PR #3281, opened 2019-11-20
DHFPROD-3722:Make mapping validation/test work with final db

srinathgit:
Make mapping validation/test work with final db

### DIFF
--- a/web/src/main/java/com/marklogic/hub/web/service/MappingManagerService.java
+++ b/web/src/main/java/com/marklogic/hub/web/service/MappingManagerService.java
@@ -18,6 +18,7 @@ package com.marklogic.hub.web.service;
 
 import com.fasterxml.jackson.databind.JsonNode;
 import com.fasterxml.jackson.databind.ObjectMapper;
+import com.marklogic.hub.DatabaseKind;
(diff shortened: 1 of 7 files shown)


web/src/main/java/com/marklogic/hub/web/service/MappingManagerService.java
```diff
@@ -55,7 +58,7 @@
     @Autowired
     HubConfigImpl hubConfig;
 
-    private MappingValidator mappingValidator = null;
+    private Map<String, MappingValidator> mappingValidators = new HashMap<>();
```
rjrudin: Does the Spring container get reloaded when a user logs out of QS to switch to another project? I'm wondering if this map would persist through that process, such that the wrong DatabaseClient objects would be used when testing mapping validations in the other project.

srinathgit: The objects do persist in the map after a user logs out. I will add a method that will set the map to null in CurrentProjectController.onLogoutSuccess() method

srinathgit: Updated the PR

ASSIGNMENT: Go through the material above and state how many lines hold the word "import". Give only the number.

ANSWER TO THE EXERCISE: 3